What this means in English is that users first of all have no control in the attributes that Internet Titans release in authentication process.  Second, it would appear that each Titan makes attribute release decisions that reflect their brand, for example the Twitter use of @username, which is a distinctive “handle” of their company.  Third, attribute release bears some relationship to the business model of the company.  Google, for example, still primarily an advertising company, craves eyes on its pages to demonstrate its company’s value to advertisers.  Therefore, the release of not only gmail addresses but also profile links encourages more hits by offering the information freely.

Is this document a great smoking gun? No, most people would shrug to learn that service providers offer attributes such as the user’s email address in authentication processes. It is important to remember that data stores use incremental pieces of information in their larger sweep of information, and sophisticated software to recombine into detailed profiles about individual consumers purchasing habits, income, marital status, sexual preferences, number of children or dependents, travel patterns, etc. And so each piece needs to be understood as a part of this larger whole.  If we cannot control information about us that comes in pieces, we have no ability to control the whole profile, and its implications on privacy and personal autonomy that these whole profiles, bought and sold without our knowledge, have on our lives, choices and potentialities as individual persons.

But there are other reasons why I begin my deeper dive into the intersection of technology and law with authentication.

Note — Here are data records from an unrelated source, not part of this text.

PR #187, opened 2017-02-07
update description

saghm:
@kyeah thoughts? I figure it's easiest to just have any discussion about the wording/content right here in the PR.

### DIFF
--- a/Cargo.toml
+++ b/Cargo.toml
@@ -5,7 +5,7 @@ authors = ["Valeri Karpov <valkar207@gmail.com>",
            "Saghm Rossi <saghmrossi@gmail.com>",
            "Kevin Yeh <kevinyeah@utexas.edu>"]
 
-description = "An experimental MongoDB driver written by MongoDB interns."
+description = "A native MongoDB driver developed under MongoDB labs."
 repository = "https://github.com/mongodb-labs/mongo-rust-driver-prototype"
 documentation = "https://docs.rs/mongodb"
 readme = "README.md"


Cargo.toml
```diff
@@ -5,7 +5,7 @@ authors = ["Valeri Karpov <valkar207@gmail.com>",
            "Saghm Rossi <saghmrossi@gmail.com>",
            "Kevin Yeh <kevinyeah@utexas.edu>"]
 
-description = "An experimental MongoDB driver written by MongoDB interns."
+description = "A native-Rust MongoDB driver. Originally written by MongoDB interns, the driver is an unofficial but still actively maintained project."
```
kyeah: > native-Rust

Since you only see this in descriptions, I think the standard is just 'native'. See: [postgres](https://crates.io/crates/postgres)

> Originally written by MongoDB interns.

I don't think this is really relevant information anymore, and it might lead people away. I understand the need to note that it started as an in-house project but is still unofficially supported. Perhaps we can play around with this?

"A native MongoDB driver. Actively maintained, yet unofficially supported for MongoDB 3.0+."

saghm: Hmmm, I was thinking it might be worth mentioning its origins because its the only Rust driver for MongoDB that's at all affiliated with the company. Maybe I should check to see if there's any recommended language that denotes that the driver is owned by MongoDB but not officially supported.

kyeah: perhaps some inspiration from the [Go driver page](https://docs.mongodb.com/ecosystem/drivers/go/) (community-driven) and [mongodb-labs description](https://github.com/mongodb-labs) ("from MongoDB Inc.")?

"A native MongoDB driver. Developed under MongoDB labs and maintained by the community."

saghm: In terms of the copyright, I'm pretty sure it's owned by MongoDB since we wrote it while employed by the company, and in terms of the Github repo, it certainly is! The Go driver is in a bit different situation; the person who wrote it used to be contracted by MongoDB to maintaining it, but that's no longer the case, hence the disparity between "developed under" and "maintained by".

Working on this driver is explicitly not part of my job or related to my employment with MongoDB,  but I'm not exactly maintaining it  "as a community member" in the sense that "community" is generally by MongoDB to describe drivers. Honestly, I think that this driver is in a fairly unique position that the usual terminology that MongoDB uses to describe drivers isn't really that well-equipped to handle, which is part of why I originally suggested just saying exactly what the origins and current state of the driver is, i.e. created by MongoDB interns, not officially supported but actively maintained. If you still aren't fond of keeping the "created by MongoDB interns" part, I'd be all right with something similar to your suggestion in the first comment. I'd want to tweaking the language, as at least to me, it sounds like it's saying the driver doesn't officially support MongoDB 3.0+, which isn't the case; the driver definitely supports MongoDB the database, it's just that MongoDB the company doesn't provide official support for the driver.

kyeah: I think the main points that we're circling around is that:
1. It's associated with/developed under MongoDB, i.e. it's under MongoDB "incubation" via Labs
2. It's not officially supported by MongoDB, which can either mean it's maintained by the "community" (not necessarily) or that it's not production-approved (more closely aligned to what we want to get across).

I don't think there's a reason to differentiate "[originally] developed under" and "maintained by"; I think both of these are underscored by its position as a `mongodb-labs` project, and there's not much of a reason to say that it's "actively maintained" — people can tell the status of a project by it's commit and release history. In the end, I agree that something close to our first two interpretations would be good, but that the semantics can be summarized more succinctly by the connotation of it being a "labs project".

"A native MongoDB driver developed under MongoDB labs."

/shrug

saghm: That works for me; it's concise, correct, and contains all the necessary information.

First, it is critical that we open the proverbial kimono on technology processes of which most people are unaware. The point is that if the public is going to be able to discuss intelligently privacy in the information age, it must learn something about these basic processes. Second, whether a service provider releases a lot of attributes or none, human reader or opaque, the main point is that it is a decision that the company makes unilaterally. Depending on the business model, the company can decide to release more, i.e. Google, or none at all if the user chooses to restrict his or her profile, i.e. LinkedIn.  Note how technological practices that implicate privacy are woven into reputation and the service provided. Third, and most important, companies offer no informed consent to the user.

Informed consent bridges the flexibility that Internet companies need to be nimble in building their business model, i.e. unilateral decisions that they make regarding what attributes to release to identity providers in authentication given how those decisions map to business models, and the information that consumers require to make a choice about whether or not to accept those terms as the “cost” (not the only one, by the way, but one of the ones implicating privacy) of the service. No U.S. law requires that service providers offer either the information or consent, but in my opinion they should. Informed consent is consistent with the privacy laws and practices of all other developed countries except the United States.

As our colleges and universities become more “international,” it would seem to me not as a matter of compliance per se but recognition that the United States institutions want to treat the institutions in other countries as equal partners, we should adapt to those laws.  But compliance and partnership are part of the superstructure of reasons why implied consent matters. The principal reason is that it is truly the right thing to do. I understand that businesses emerging in this dynamic market require flexibility; I think it would inhibit the innovative relationship that exists between technology and the market for the law to require one, single practice.  But to allow Internet Titans flexibility and to leave consumers in the dark about the implications of those practices are separable issues. Rather than swinging the privacy pendulum all the way over to restricting businesses to a single practice, its seems eminently fair to simply offer consumers the information that they need in real time – and not in small print terms of use or privacy policies – so that they can make the decision to consent, or not, to the practice.  Informed consent is to consumer privacy practices what Goldilocks is to porridge!